In der Meteorologie wird der Begriff Advektion im Zusammenhang mit dem Heranführen von Luftmassen verwendet, d. h. mit der horizontalen Bewegung der Luft. Man spricht von einer Temperaturadvektion, einem horizontalen Spezialfall der Konvektion, wenn der Windvektor eine Komponente in Richtung des Temperaturgradienten hat. Das heißt, die herangeführte Luft hat eine andere Temperatur als die abgeführte. Weht der Wind hingegen senkrecht zum Temperaturgradienten und damit parallel zu den Isothermen, dann ist die Advektion Null. Grundsätzlich können die Eigenschaften eines Fluids durch Advektion, d.h. kontinuierlich mit der großräumigen Strömung, transportiert werden. Beispielsweise wird es bei Advektion von Warmluft überall im betrachteten Gebiet gleichmäßig wärmer.
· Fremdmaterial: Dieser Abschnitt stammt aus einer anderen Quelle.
PR #873, opened 2019-07-29
feature: expose alarms via endpoint

InoMurko:
///

## Overview

Read the raised alarms on an Watcher endpoint _http://watcher/alarm.get_
ChildChain TBD.

## Changes

- Added a new route!

## Testing

Wrote a few tests that should cover all behaviors.


apps/omg_watcher_rpc/test/omg_watcher_rpc/web/controllers/alarm_test.exs
```diff
@@ -0,0 +1,55 @@
...
+defmodule OMG.WatcherRPC.Web.Controller.AlarmTest do
+  use ExUnitFixtures
+  use ExUnit.Case, async: false
+
+  use OMG.Fixtures
+  use OMG.Watcher.Fixtures
+  alias OMG.Watcher.TestHelper
+
+  setup %{} do
+    system_alarm = {:system_memory_high_watermark, []}
```
chrishunt: Since we have the same setup/tests already at the unit level in `API.AlarmTest`, what do you think about removing them here? We could still leave a test in here of course to make sure thing are working, but maybe just a single/simple test with one alert. What are your thoughts?

InoMurko: This is somehow ensuring that `OMG.WatcherRPC.Web.View.Alarm` and `OMG.Utils.HttpRPC.Response` can encode the alarms and properly return them as JSONs. I guess what I'm trying to say is that if I remove them from here, I would prefer to "move" them to `OMG.Utils.HttpRPC.ResponseTest` and check if they're being handled properly.

apps/omg_utils/lib/omg_utils/http_rpc/response.ex
```diff
@@ -54,6 +54,8 @@ defmodule OMG.Utils.HttpRPC.Response do
 
   def sanitize(bin) when is_binary(bin), do: Encoding.to_hex(bin)
   def sanitize({:skip_hex_encode, bin}), do: bin
+  def sanitize({{key, value}, _}), do: Map.put_new(%{}, key, value)
```
InoMurko: this, @chrishunt

apps/omg_watcher_rpc/test/omg_watcher_rpc/web/controllers/alarm_test.exs
chrishunt: Ahhh, I see. Yeah that makes sense. I think moving to `HttpRPC.ResponseTest` sounds like a pretty good idea. It looks like we have some sanitation tests in there already and this would go well in there.

PR #885, opened 2019-08-07
fix: repeated exits coming from kernel monitor, because it spawns a p…

InoMurko:
…rocess

//

## Overview

Swaping Kernel monitor for link.

## Changes

- test fixes
- genserver exposing start_link instead of kernel monitor

## Testing

/

### DIFF
--- a/apps/omg_status/test/omg_status/metric/datadog_test.exs
+++ b/apps/omg_status/test/omg_status/metric/datadog_test.exs
@@ -17,7 +17,17 @@ defmodule OMG.Status.Metric.DatadogTest do
   alias OMG.Status.Metric.Datadog
 
   setup do
-    %{datadog: Datadog.start()}
+    parent = self()
+
+    spawn(fn ->
+      {:ok, datadog_pid} = Datadog.start_link()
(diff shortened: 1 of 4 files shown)


apps/omg_status/test/omg_status/metric/datadog_test.exs
```diff
@@ -28,11 +38,10 @@ defmodule OMG.Status.Metric.DatadogTest do
         port = Port.open({:spawn, "cat"}, [:binary])
         true = Process.link(datadog_pid)
         true = Process.exit(port, :portkill)
+
         # we want to exit because the port forcefully closes
         # so this sleep shouldn't happen
         Process.sleep(10_000)
       end)
-
-    assert_receive {:trace, ^datadog_pid, :receive, {:EXIT, port, :portkill}}
```
pdobacz: removal of this assertion is a bit suspicious - there's no assertions left here. Also the name of the test indicates we want to test an exit signal.

InoMurko: Good catch! This one slipped!

PR #889, opened 2019-08-08
fix: provide a top-level coveralls.json for the new coveralls flow

pdobacz:
Spotted by @InoMurko

## Overview

PRovides a top level coveralls.json with exclude dirs - the ones sitting in the umbrella subapps aren't enough for the new `coveralls` task which works from the top-level

## Changes

N/A

## Testing

existing testes + :eyes: on the coveralls.io report

### DIFF
--- a/coveralls.json
+++ b/coveralls.json
@@ -1,27 +1,17 @@
 {
   "skip_files": [
     "apps/omg/test/support",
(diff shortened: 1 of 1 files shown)


InoMurko:
I'm writing tests for all `/release_tasks/*` so they could be removed from this list...

PR #898, opened 2019-08-16
DoS Watcher test for standard exit

pthomalla:
## Overview

As a security-concerned application provider, I would like to ensure the security-critical watcher will work on DOS condition so that I know my funds are secured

Im Gegensatz dazu findet konvektiver Transport eher diskret, also gewissermaßen paketweise statt: Warmluftblasen steigen durch die kältere Umgebungsluft auf. Begründung: die Erdoberfläche verläuft näherungsweise horizontal und deswegen liegt die am Boden erwärmte, leichte Luft zunächst unter der kalten, schweren Luft.

Advektion in der Hydrologie[Bearbeiten]

In der Hydrologie bezeichnet man als Advektion den Transport eines im Wasser gelösten bzw. suspendierten Stoffes mit der Strömung des Wassers, also mit dessen mittlerer Geschwindigkeit und Richtung.